And similar polynomials of the form $x^{p^n} - x$. I know that the degrees of the irreducible monic polynomials that factorize $x^{32} - x$ will have degree $d \vert 5 = 1, 5$. Also, I know that $x$ and $(x-1)$ are factors, so that leaves me with:
$x^5, x^5+x^4, x^5+x^4+x^3, x^5+x^4+x^3+x^2, ..., x^4, x^4+x^3, x^4+x^3+x^2,...$
It seems like I can spend an entire month working by trial and error. Is there some better way?
It sounds like you know that $x^{32} - x$ is $x(x - 1)$ times all irreducible polynomials of degree $5$. There are $6$ of these out of the $32$ (monic) polynomials of degree $5$. You can rule out most of these by checking for linear factors: first, everything divisible by $x$ is reducible, which leaves $16$ possibilities (constant term must be $1$). Incidentally, this rules out every example you wrote down, some of which aren't even of degree $5$.

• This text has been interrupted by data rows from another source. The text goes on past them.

PR #1938, opened 2016-10-17
integrate sanctuary-type-classes

davidchambers:
This pull request provides an idea of how [sanctuary-type-classes](https://github.com/sanctuary-js/sanctuary-type-classes) could be used in Ramda. It would allow us to share the implementations of `toString`, `equals`, `map`, `ap`, `chain`, etc.

Ramda's Fantasy Land integration is currently outdated (`fantasy-land@1.x.x` is not yet supported), incomplete (some methods do not have corresponding `R` functions), and patchy (implementations for built-in types have been added ad hoc). I believe a central repository of FL implementations for built-in types is good for the JavaScript FP community. There's no reason for these functions to be defined in multiple libraries.

I'm opening this pull request for discussion. A lot of work will be required to get it ready to merge. I'll wait to learn what others think of the idea before spending more time on this patch.

Before:

``` javascript
var _map = require('./internal/_map');
var _reduce = require('./internal/_reduce');
var _xmap = require('./internal/_xmap');
var curryN = require('./curryN');
var keys = require('./keys');

module.exports = _curry2(_dispatchable('map', _xmap, function map(fn, functor) {
    case '[object Function]':
      return curryN(functor.length, function() {
        return fn.call(this, functor.apply(this, arguments));
      });
    case '[object Object]':
        acc[key] = fn(functor[key]);
        return acc;
      }, {}, keys(functor));
    default:
      return _map(fn, functor);
  }
}));
```

After:

``` javascript
var Z = require('sanctuary-type-classes');

var _xmap = require('./internal/_xmap');

module.exports = _curry2(_dispatchable(_xmap, Z.map));
```


Bradcomp:
Looking at your example, is the idea that Ramda would still dispatch to a `map` (or whatever) function if it exists, but by using `sanctuary-type-classes` you get _both_ the canonical implementations for the built in types _and_ the dispatching to the fantasy land methods if they exist? 

That seems like a really good idea to me.  

I have a theoretical concern that probably is of little practical relevance.  If a data type has both a `map` and `fantasyland/map` method, the regular `map` would be used over the FL implementation due to the `_dispatchable` wrapper.

davidchambers:
> Looking at your example, is the idea that Ramda would still dispatch to a `map` (or whatever) function if it exists, but by using `sanctuary-type-classes` you get _both_ the canonical implementations for the built in types _and_ the dispatching to the fantasy land methods if they exist?

That's right. Well put.

> If a data type has both a `map` and `fantasyland/map` method, the regular `map` would be used over the FL implementation due to the `_dispatchable` wrapper.

That's a very real concern. Removing these three lines might be part of the solution:

> ```javascript
> if (typeof obj[methodname] === 'function') {
>   return obj[methodname].apply(obj, args);
> }
> ```

buzzdecafe:
Should we go down this path, it looks as though we could get rid of `dispatchable` altogether. If that is so, I think that would be a very big win. 

We simply have to get agreement on what the scope of dispatching should be. Not an easy task! IMO, FL is sufficient to start. Should another specification arise then we should consider supporting that as well. But I am in favor of eliminating the current *ad hoc* dispatching.

davidchambers:
> Should we go down this path, it looks as though we could get rid of `dispatchable` altogether. If that is so, I think that would be a very big win.

Not quite. I assume we wish to continue to support transducers.

It's now apparent to me that there's a significant problem with our current approach to dispatching: it complects transducer support and method dispatching. As a result, we can't have functions which support transducers but do *not* dispatch, leading to silliness such as `R.dropRepeatsWith` dispatching to `dropRepeatsWith`. It's thus unclear whether we actually *intend* a certain function to dispatch.

I updated `_dispatchable` to only be concerned with transducers. It's now *dramatically* simpler. It's actually comprehensible! Previously I could not understand why the `_isArray` check was required; now there's an `_isTransformer` check but nothing else.

src/internal/_dispatchable.js
```diff
@@ -1,37 +1,22 @@
...
-    if (!_isArray(obj)) {
-      var args = _slice(arguments, 0, length - 1);
-      if (typeof obj[methodname] === 'function') {
-        return obj[methodname].apply(obj, args);
-      }
-      if (_isTransformer(obj)) {
-        var transducer = xf.apply(null, args);
-        return transducer(obj);
+    if (arguments.length > 0) {
+      var args = Array.prototype.slice.call(arguments, 0);
```
buzzdecafe: why not internal `_slice` here?

src/internal/_dispatchable.js
```diff
@@ -1,37 +1,22 @@
...
+ * a transformer; the result of applying `fn` to its arguments otherwise.
  *
  * @private
- * @param {String} methodname property to check for a custom implementation
  * @param {Function} xf transducer to initialize if object is transformer
  * @param {Function} fn default ramda implementation
  * @return {Function} A function that dispatches on object in list position
  */
-module.exports = function _dispatchable(methodname, xf, fn) {
+module.exports = function _dispatchable(xf, fn) {
```
buzzdecafe: since this is now just for supporting transducers, a name change may be in order, e.g. `_transducible` or `_xducible` or `_xduces` or ...

buzzdecafe:
> Not quite. I assume we wish to continue to support transducers.

Yes indeed; that occurred to me later. 

> I updated _dispatchable to only be concerned with transducers. It's now dramatically simpler. It's actually comprehensible!

:tada:

This feels pretty good to me, I'd be willing to give it a whirl. @CrossEye?

CrossEye:
I'm back to my old Internet connectivity problems, so I can't really look at code very well.

I absolutely agree with the idea of decomplecting Transducer support and dispatching.  I'm still in favor of much more dispatching than some others seem to be.  But as to the core question of this PR, I haven't been able to look very closely.  Perhaps I'll try tomorrow from work.

src/internal/_dispatchable.js
davidchambers: #1943

src/internal/_dispatchable.js
davidchambers: Good idea. I changed the function's name to `_transducible`. :)

buzzdecafe:
((:bell:)) where are we with this one?

CrossEye:
>  where are we with this one?

I think we have a bunch of PRs tied together: this one, #1900, #1949, #1950 (which has gotten absolutely no response.)

And it all comes down to the question of where our dispatching is headed.  While I like [your suggestion][co], that's still just a stopgap.

  [co]: https://github.com/ramda/ramda/pull/1900#issuecomment-257148243

davidchambers:
Here's a telling comparison:

```javascript
module.exports = _curry1(function empty(x) {
  return (
    (x != null && typeof x['fantasy-land/empty'] === 'function') ?
      x['fantasy-land/empty']() :
    (x != null && x.constructor != null && typeof x.constructor['fantasy-land/empty'] === 'function') ?
      x.constructor['fantasy-land/empty']() :
    (x != null && typeof x.empty === 'function') ?
      x.empty() :
    (x != null && x.constructor != null && typeof x.constructor.empty === 'function') ?
      x.constructor.empty() :
    _isArray(x) ?
      [] :
    _isString(x) ?
      '' :
    _isObject(x) ?
      {} :
    _isArguments(x) ?
      (function() { return arguments; }()) :
    // else
      void 0
  );
});
```

```javascript
var empty = function empty(typeRep) {
  return Monoid.methods.empty(typeRep)();
};
```

I think we should merge #1900, release v1.0.0, then drop support for old versions of the FL spec and release v2.0.0.

CrossEye:
@davidchambers:

What does "then drop support for old versions of the FL spec" mean to you?  Do you mean remove all dispatching not directly in support of the current version of FL?  Or something less significant?

And yes, that is a strong argument for the change (unless the same complexity is simply buried elsewhere) but I still entirely believe that ["we aim for an implementation both clean and elegant, but the API is king."][ph]  Changing the API in order to make for a nicer implementation will always seem backward to me.


  [ph]: https://github.com/ramda/ramda#philosophy

CrossEye:
>> What does "then drop support for old versions of the FL spec" mean to you? Do you mean remove all dispatching not directly in support of the current version of FL?

> I'd like to dispatch to `fantasy-land/map`, for example, but not to `map`. This was the whole point of the prefix, after all. :stuck_out_tongue_winking_eye:

Ah, but there I disagree.  To me, the point of the prefix is to identify those instances of such functions as `map` meant to fulfill a specific contract, in this case the FL `Functor` specification.  When I know that some input is at least claiming to act in accordance with those algebraic laws, I can then act on it as though those laws are in effect.  `lift`, which I actually use often, seems a good example<sup>1</sup>.

But when that is not true, I see no reason not to dispatch, and a very strong reason to do so: turning *methods* into composable function is to my mind extremely useful.

> Ramda has become a complex library with a complicated implementation. If we continue to add features without ever removing features or simplifying existing features the library will become more complex, and users will need to learn how all the various features interact with one another.

Quite possibly.  But to my mind, the features that I would prefer to remove are the placeholders and transducers.  Dispatching seems much too important to me.

----------
<sup>1</sup> What's the issue with `lift`?  I use it like this:
```js
R.lift(R.inc)(R.prop('age'))({age: 27}); //=> 27 + 1 = 28
R.lift(R.multiply)(R.inc, R.dec)(7); //=> 8 * 6 = 48
const f = (x) => `f(${x})`;
const g = (x) => `g(${x})`;
R.lift(f)(g)('x'); //=> "f(g(x))"
```

davidchambers:
> But when that is not true, I see no reason not to dispatch, and a very strong reason to do so: turning *methods* into composable function is to my mind extremely useful.

Useful, certainly, but unprincipled. `Functor f => (a -> b) -> f a -> f b` is not an accurate signature for `R.map` if it dispatches to a `map` method which does not even *claim* to satisfy the functor laws. We'd need something like `(a -> b) -> { map :: c ~> (a -> b) -> d } -> d`.

I agree that composing functions is more fun than composing methods. Were I asked to interact with a data type which provides a `map` method I might define a function to wrap it:

```javascript
//    mapFoo :: ??? -> ??? -> ???
const mapFoo = curry2((f, foo) => foo.map(f));
```

The name `mapFoo` suggests that this function is specialized to the Foo type. We should not pretend that this function is parametrically polymorphic. We can replace the question marks in the type signature with *concrete* types, but we have no idea how this function would operate on values of types other than Foo.

I was once in favour of having Ramda blindly dispatch, but I've completely changed my position. Lawless polymorphism is convenient but worthless as an abstraction. Lawful polymorphism, on the other hand, allows us to define functions such as [`filter`][1] and [`lift2`][2] once and forall.

It's perfectly reasonable to expect a user to define `mapFoo` herself, FFI-style. We support all sorts of things which could—and I think should—be left to users. Here are a few examples:

| Ramda                 | Sanctuary                     |
| --------------------- | ----------------------------- |
| `R.unary(f)`          | `x => f(x)`                   |
| `R.binary(f)`         | `(x, y) => f(x, y)`           |
| `R.invoker(1, 'foo')` | `(x, y) => y.foo(x)`          |
| `R.forEach(f, xs)`    | `xs.forEach(f)`               |
| `R.pipeP(f, g, h)`    | `x => f(x).then(g).then(h)`   |

> What's the issue with `lift`?

`R.lift` works *sometimes*, but the _let me guess what you meant based on arity_ approach is full of surprises. What happens if I want to use `R.add` as a *unary* function rather than a binary one? With `S.lift`, there's no problem:

```javascript
> R.ap(S.lift(R.add, S.Just(2)), S.Just(2))
Just(4)
```

I can't use `R.lift`, as it will not guess my intent correctly. I can of course use `R.liftN(1)`:

```javascript
> R.ap(R.liftN(1, R.add)(S.Just(2)), S.Just(2))
Just(4)
```

Let's compare the type signatures of the respective functions:

```
S.lift :: Functor f => (a -> b) -> f a -> f b
```

```
R.liftN(1) :: (*... -> *) -> ([*]... -> [*])
```

The latter is indecipherable. :confounded:


[1]: https://github.com/sanctuary-js/sanctuary-type-classes#filter
[2]: https://github.com/sanctuary-js/sanctuary-type-classes#lift2

buzzdecafe:
good points @davidchambers . 

1. On promiscuous dispatching, I agree. I don't see "general compatibility" with any `map` anywhere as the priority we should be pursuing. Less is most definitely more. For those who want to compose their object methods, see `invoker`. We shouldn't dispatch willy-nilly and hope for the best.
2. we should fix `lift`

CrossEye:
>> But when that is not true, I see no reason not to dispatch, and a very strong reason to do so: turning *methods* into composable function is to my mind extremely useful.

> Useful, certainly, but unprincipled. 

Come on man, this is Javascript!

> `Functor f => (a -> b) -> f a -> f b` is not an accurate signature for `R.map` if it dispatches to a `map` method which does not even *claim* to satisfy the functor laws.

No, but I always think of our type signatures as more aspirational than precise.  Documenting also that it will also dispatch to the user's method does not seem like much overhead.  Actually dispatching does not either.

> Lawless polymorphism is convenient but worthless as an abstraction.

For whom should this be worthwhile?  That it's not useful to the Ramda authors, or to someone trying to build generic abstractions on top of Ramda is certainly clear.  But that does not mean that it's useless to Ramda *users*.  If a user has a type with `filter`, `map`, and `take` methods, analogous to the Ramda functions, it's very convenient to her  to have Ramda support that sort of polymorphism.  Then she can simply `map` over her type, `filter` its values, `take` the first few elements.

My point is that I see only benefits; I don't see the harm.  If there's harm in Ramda doing this sort of dispatching, then we should [go all the way](https://github.com/ramda/ramda/pull/1950) and remove all dispatching.  Any argument I can see for dispatching to `fantasy-land/map`, which we can no more prove to be lawful than we can someone's random `map` function, seems to also support dispatching to `map`.

I guess I have a problem with the implications of the phrase "lawless polymorphism".  If there's a strong sense of lawfulness in Ramda, I picture it as the local constable keeping an eye out and not a hired gunslinger chasing down bandits.  I know that Sanctuary is striving for much more; while I applaud some of its efforts, some I think are simply in vain.  I don't think one user's `filter` method is inherently more problematic than another's `fantasy-land/map`.  While it's true that if the user's implementations follow the FantasyLand laws, there are further abstractions that can built on top of them, there is nothing to prevent

```js
MyType.prototpye['fantasy-land/map'] = (fn) => new MyType('foo'); // ignores `this` and fn
```

or worse.

----------

> We support all sorts of things which could—and I think should—be left to users. Here are a few examples:
> 
> | Ramda                 | Sanctuary                     |
> | --------------------- | ----------------------------- |
> | `R.unary(f)`          | `x => f(x)`                   |
> | `R.binary(f)`         | `(x, y) => f(x, y)`           |
> | `R.invoker(1, 'foo')` | `(x, y) => y.foo(x)`          |
> | `R.forEach(f, xs)`    | `xs.forEach(f)`               |
> | `R.pipeP(f, g, h)`    | `x => f(x).then(g).then(h)`   |

When we drop support for ES5 (will we ever finish 1.0 and start working on 2.0?!), I think dropping most of these would make sense.  ES2015's arrow syntax makes it much more palatable to do without them.  They still have a place, to my mind, until then.

----------

>> What's the issue with `lift`?

> `R.lift` works *sometimes*, but the _let me guess what you meant based on arity_ approach is full of surprises. What happens if I want to use `R.add` as a *unary* function rather than a binary one? With `S.lift`, there's no problem ...  I can't use `R.lift`, as it will not guess my intent correctly. I can of course use `R.liftN(1)`...

Of course `S.lift` fails for one of the cases I suggested:

```js
S.lift(R.multiply)(R.inc, R.dec)(7);
//=> Error: ‘lift’ requires two arguments; received three arguments
```

It would also fail for your suggestion in #1447 that we deprecate `converge` in favor of `lift`:

``` js
R.converge(R.subtract, [R.inc, Math.sqrt])(9); //=> 7
R.lift(R.subtract)(R.inc, Math.sqrt)(9); //=> 7
// but...
S.lift(R.subtract)(R.inc, Math.sqrt)(9); 
//=> Error: ‘lift’ requires two arguments; received three arguments
```

You need to use `S.lift2` here.  And then `S.lift3` for others.  Once you start needing all these different functions for the different arities, Ramda's `R.liftN(n)` starts to seem reasonable.  When `R.lift` can often simplify this further, all the better, but when it can't, we offer the lower level control.  I don't have an issue with that.  It's consistent with `curry` / `curryN` and `construct` / `constructN` too, of course.

All of this strikes me as the normal sort of work we tend to need to do to support user's potential variadic functions.  I think that attempts to force users to only work with fixed-arity functions are very much working against the grain of Javascript.

CrossEye:
> Let's compare the type signatures of the respective functions:
> 
> ```hs
> S.lift :: Functor f => (a -> b) -> f a -> f b
> ```
> 
> ```hs
> R.liftN(1) :: (*... -> *) -> ([*]... -> [*])
> ```
> 
> The latter is indecipherable. :confounded:

Agreed, 100%.  But I think we can fix that by moving the ellipsis from the internals to something between multiple signatures.  I'd like to do this for all such functions:

```hs
> R.lift :: (a -> b) -> f a -> f b
>           (a -> b -> c) -> f a -> f b -> f c
>           (a -> b -> c -> d) -> f a -> f b -> f c -> f d
>           ...
```

I think this makes these clear enough, even if we don't have a precise syntax for them.

davidchambers:
I've updated this pull request. If we adopt this approach we'll get to delete *lots* of code. :)

Is there support for removing transducers at the same time? This would allow the internals to be simplified further still.

buzzdecafe:
> While it's true that if the user's implementations follow the FantasyLand laws, there are further 
> abstractions that can built on top of them, there is nothing to prevent
>
> `MyType.prototpye['fantasy-land/map'] = (fn) => new MyType('foo'); // ignores `this` and fn`
> 
> or worse.

In that case, we are no worse off than we are today. But in some ways we will be better off: because if you follow the rules you get these powerful abstractions. And the cherry on top: We deep-six a bag of code we don't wanna maintain anyways.

My $0.02 is it makes sense to reuse Sanctuary's abstractions and take our chances with rogue `fantasy-land/map` implementers.

----
> Is there support for removing transducers at the same time? This would allow the internals to be simplified further still.

I am :-1: on that until we have some way to plug 'em in. Transducers are both pretty neat-o and our only nod to lazy-ish evaluation. Once we have a way to plug 'em in, I would be in favor of removal from the core lib. Although I do concede they are an odd fit.

davidchambers:
> I think @CrossEye 's sticking point will be promiscuous dispatch.

Scott, if you provide me with a comprehensive list of dispatching requirements or a rule I can apply to generate such a list, I will update this pull request. I'm envisaging something like this:

  - `R.clone` should dispatch to `clone` if present.
  - `R.map` should dispatch to `fantasy-land/map` if present, or `map` if present (in that order).
  - …

buzzdecafe:
((:bell:))

Bradcomp:
:heart: FL compatibility, and I think it makes sense to use sanctuary-type-classes for sure.

RE: Dispatching
I like the idea of having like a 'stack' of potential dispatches that Ramda would do, but I worry about the complexity when it comes to ensuring that we special case for the built in structures as well. Like, `any` could dispatch to `any` and `some`, but we would still want to special case for the standard array case...

While I may be in the minority here, I would even be on board with `map` and `chain` dispatching to `then` as well - `['fantasyland/map', 'map', 'then']`

davidchambers:
I'm going to close this pull request then open a new one. :)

Second, everything divisible by $x + 1$ is reducible, which leaves $8$ possibilities (sum of terms must be odd), namely
$$x^5 + x + 1$$ $$x^5 + x^2 + 1$$ $$x^5 + x^3 + 1$$ $$x^5 + x^4 + 1$$ $$x^5 + x^3 + x^2 + x + 1$$ $$x^5 + x^4 + x^2 + x + 1$$ $$x^5 + x^4 + x^3 + x + 1$$ $$x^5 + x^4 + x^3 + x^2 + 1$$
$6$ of these are irreducible, so you want to rule out $2$ more. These $2$ are the ones of the form (irreducible quadratic)(irreducible cubic). There's exactly one irreducible quadratic, namely $x^2 + x + 1$, so the only thing you need to do is check what's divisible by this. $x^2 + x + 1$ divides $x^3 - 1$, so you can reduce the exponents $\bmod 3$ to do this. You get that $x^5 + x + 1$ and $x^5 + x^4 + 1$ are divisible by $x^2 + x + 1$ and that's it; the other $6$ are the irreducibles of degree $5$.
In total this took less than 5 minutes, I think.